Long URL: average 500 bytes (URLs can be huge with query strings).
Short code: 7 bytes.
Metadata (created_at, expires_at, owner_id, click_count): ~50 bytes.
Total per row: ~600 bytes.

Text

---------- Storage over 5 years ----------
New URLs per year:     100M * 12      = 1.2B
New URLs in 5 years:   1.2B * 5       = 6B
Storage:               6B * 600 bytes = 3.6 TB

Plus replicas (3x):                   = 10.8 TB
Plus indexes (~30%):                  = 14 TB

Fits comfortably in a few sharded databases. Not the bottleneck.

Bandwidth

Text

---------- Bandwidth ----------
Write bandwidth:   40 * 600 bytes = 24 KB/s   (negligible)
Read bandwidth:    12,000 * 500 bytes = 6 MB/s (just URL metadata, the redirect is a header)
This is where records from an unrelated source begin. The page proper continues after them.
PR #33310, opened 2022-10-14
py-jupyter-server: add 1.21.0

manuelakuhn:
https://github.com/jupyter-server/jupyter_server/tree/v1.21.0

I did not add the py-pywinpty dependency for windows because it is not in spack yet and it depends on the build system maturin which is also not in spack.


adamjstewart (approved):

bernhardkaindl (approved):
LGTM

PR #33314, opened 2022-10-14
gitlab ci: Do not force protected build jobs to run on aws runners

scottwittenburg:
To allow UO runners to build protected binaries for public deployment, we need to remove the constraint that all protected rebuild jobs run on aws runners.


scottwittenburg:
fyi @eugeneswalker @kotfic

eugeneswalker (approved):
Thanks!

PR #33315, opened 2022-10-14
depfile: reduce dag with `--use-buildcache` flag.

haampie:
When installing some/all specs from a buildcache, build edges are pruned
from those specs. This can result in a much smaller effective DAG. Until
now, `spack env depfile` would always generate a full DAG.

Ths PR adds the `spack env depfile --use-buildcache` flag that was
introduced for `spack install` before. This way, not only can we drop
build edges, but also we can automatically set the right buildcache
related flags on the specific specs that are gonna get installed.

On top of that, this PR introduces `spack env depfile [spec 1] [spec 2]...`
that reduces the dag to particular specs of interest in the environment.

This way we get parallel installs of binary deps of a particular spec
that's built from sources, without redundancy, which is useful for
Gitlab CI.

Example use:

```console
# install from buildcache w/o build deps
spack env depfile -o Makefile --use-buildcache only && make -j8

# drop build deps of deps
spack env depfile -o Makefile --use-buildcache dependencies:only && make -j8

# restrict environment install to pkg-a and pkg-b + deps
# build those two from sources
# dependencies are pulled from a buildcache, their build deps dropped
spack env depfile -o Makefile --use-buildcache package:never,dependencies:only pkg-a pkg-b && make -j8 
```

### DIFF
--- a/lib/spack/spack/cmd/env.py
+++ b/lib/spack/spack/cmd/env.py
@@ -3,6 +3,7 @@
 #
 # SPDX-License-Identifier: (Apache-2.0 OR MIT)
 
+import argparse
 import os
 import shutil
 import sys
@@ -15,6 +16,8 @@ import llnl.util.tty as tty
 from llnl.util.tty.colify import colify
 from llnl.util.tty.color import colorize
 
+import spack.cmd
+import spack.cmd.common
 import spack.cmd.common.arguments
 import spack.cmd.common.arguments as arguments
 import spack.cmd.install
@@ -600,6 +603,15 @@ def env_depfile_setup_parser(subparser):
         help="disable POSIX jobserver support.",
     )
     subparser.add_argument(
+        "--use-buildcache",
+        dest="use_buildcache",
+        type=arguments.use_buildcache,
+        default="package:auto,dependencies:auto",
+        metavar="[{auto,only,never},][package:{auto,only,never},][dependencies:{auto,only,never}]",
+        help="When using `only`, redundant build dependencies are pruned from the DAG. "
+        "This flag is passed on to the generated spack install commands.",
+    )
+    subparser.add_argument(
         "-o",
         "--output",
         default=None,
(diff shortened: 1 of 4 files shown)


haampie:
@spackbot fix style

haampie:
@trws do you have opinions here?

So, `--shallow` now corresponds with dropping non-direct build deps. This is quite... specific. Only useful for CI type of situations where you wanna build one (or more) specific packages from sources, and require their dependencies to be installed from a binary cache.

But maybe `shallow` is not a great name, cause you might as well expect a DAG where _all_ build type deps are pruned.

`--prune-build-deps=all/package/dependencies` or so is also an option...

haampie:
@alalazo mentioned:

```
spack env depfile --[build-|install-]from-sources=all/root/none
```

If we do that, we can immediately add the right `--cache-only` type of flags too.

But actually it's kinda similar to the amazing `--use-buildcache=...` flag :thinking: then maybe that should be used for consistency.

lib/spack/spack/cmd/env.py
```diff
@@ -613,17 +620,103 @@ def env_depfile_setup_parser(subparser):
...
+
+class FullMakeTargetVisitor(MakeTargetVisitor, FullDagNeighborsMixin):
+    pass
+
+
+class ShallowMakeTargetVisitor(MakeTargetVisitor, MinimalDagNeighborsMixin):
+    pass
+
+
+def traverse_breadth_first(visitor, specs=[]):
```
scheibelp, line 711: `Spec.traverse(order='pre')` should match this in all the desired ways and might avoid some corner cases like:

```
1____
| \  \
2  3  4
|  |  |
|  5  6
|_/__/
|
7
```

i.e., we want something more-sophisticated than breadth first or we may end up visiting `7` before `[5, 6]` (if your implementation avoids this, we should probably call it something like "topological" rather than "breadth-first").

haampie: Hm, the point is I have multiple root specs, and need to handle the roots differently from the dependencies. Given that the second root may appear as a dependency of the first root, I don't want depth-first search. Breadth-first search initialized with all root specs guarantees that roots are found at depth 0 and that all connected nodes are visited once. I don't see the need for topological sort, for make targets all I need is the adjacency list.

See the bit

```python
    def neighbors(self, node):
        # At depth zero we return build / test deps too
        if node.depth == 0:
            return node.spec.dependencies(deptype="all")
        # Otherwise we just return link/run type deps
        return node.spec.dependencies(deptype=("link", "run"))
```

haampie:
This is ready for review, again. Includes tests now.

haampie:
@scheibelp I've moved the breadth-first traversal bits to #33406 so that this PR doesn't introduce its own "custom" traversal.

trws (approved):

PR #33321, opened 2022-10-14
Update command option for example

gsjaardema:
The `spack info <package>` command does not show the `Virtual Packages:` output unless the `--virtuals` command option is passed.  Before this changes, the information that the command is supposed to be illustrating is not shown in the example and is confusing.


tldahlgren (approved):
Great catch.  Thanks!

tldahlgren:
@spackbot run pipeline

The redirect is a 301 with a Location: header. The browser then fetches the long URL directly from the destination. We never proxy content.

Cache Memory

Reads follow a power law (a few links get millions of clicks; most get few). 80% of reads hit the top 20% of URLs. Cache the top 1% in memory:

Text

---------- Cache sizing ----------
Top 1% of 6B URLs:        60M URLs
Per-entry size:           ~600 bytes (long URL + key)
Total cache memory:       60M * 600 = ~36 GB

This fits in a single Redis cluster (or 2-3 nodes for headroom and HA). With a 95% cache hit rate, the database sees only ~600 QPS of reads, which a single replica can serve.

Short Code Length

With base62 (a-z, A-Z, 0-9 = 62 characters):

6 chars: 62^6 = ~57 billion
7 chars: 62^7 = ~3.5 trillion
8 chars: 62^8 = ~218 trillion

For a 5 year horizon at 100M URLs/month (= 6B total) with collision room, 7 chars is the sweet spot.

High-Level Design

Text

---------- High-level architecture ----------
             +-------------+
             |   Client    |
             +-------------+
                    |
                    v
             +--------------+
             |  Anycast DNS |
             +--------------+
                    |
                    v
         +----------------------+
         |    CDN / Edge POP    |  <- caches popular 301s
         +----------------------+
                    |
                    v
         +----------------------+
         |    Load Balancer     |
         +----------------------+
              |             |
              v             v
   +-----------------+  +------------------+
   | Write Service   |  |  Read Service    |
   |  (POST /shorten)|  |  (GET /:code)    |
   +-----------------+  +------------------+
              |             |        |
              v             v        v
   +-----------------+  +-----------+ +----------+
   | ID Generator    |  |   Redis   | | Kafka    |
   | (Snowflake)     |  |   Cache   | | (clicks) |
   +-----------------+  +-----------+ +----------+
              \           /              |
               v         v               v
           +------------------+  +-------------------+
           |  Key-Value Store |  |  Analytics Store  |
           |  (Cassandra)     |  |  (Clickhouse)     |
           +------------------+  +-------------------+

API Design

Keep the API surface tiny. Two endpoints do 99% of the work.

Jsonc

// Create a short URL
POST /api/v1/shorten
Authorization: Bearer <api_key>
Content-Type: application/json

{
    "long_url": "https://example.com/very/long/path?with=params",
    "custom_alias": "my-talk",          // optional
    "expires_at": "2026-12-31T23:59:59Z" // optional
}

// Response 201 Created
{
    "short_url": "https://tiny.url/aZbK9eR",
    "short_code": "aZbK9eR",
    "long_url": "https://example.com/very/long/path?with=params",
    "created_at": "2026-04-26T10:00:00Z",
    "expires_at": null
}

Jsonc

// Redirect (the hot path)
GET /:short_code

// Response 301 Moved Permanently
Location: https://example.com/very/long/path?with=params
Cache-Control: public, max-age=3600

Jsonc

// Optional: get analytics
GET /api/v1/links/:short_code/stats

// Response 200 OK
{
    "short_code": "aZbK9eR",
    "total_clicks": 12345,
    "clicks_last_24h": 612,
    "top_countries": ["US", "DE", "BR"]
}

The Redirect Path (Hot Path)

This runs ~12K times per second. Make it boring and fast.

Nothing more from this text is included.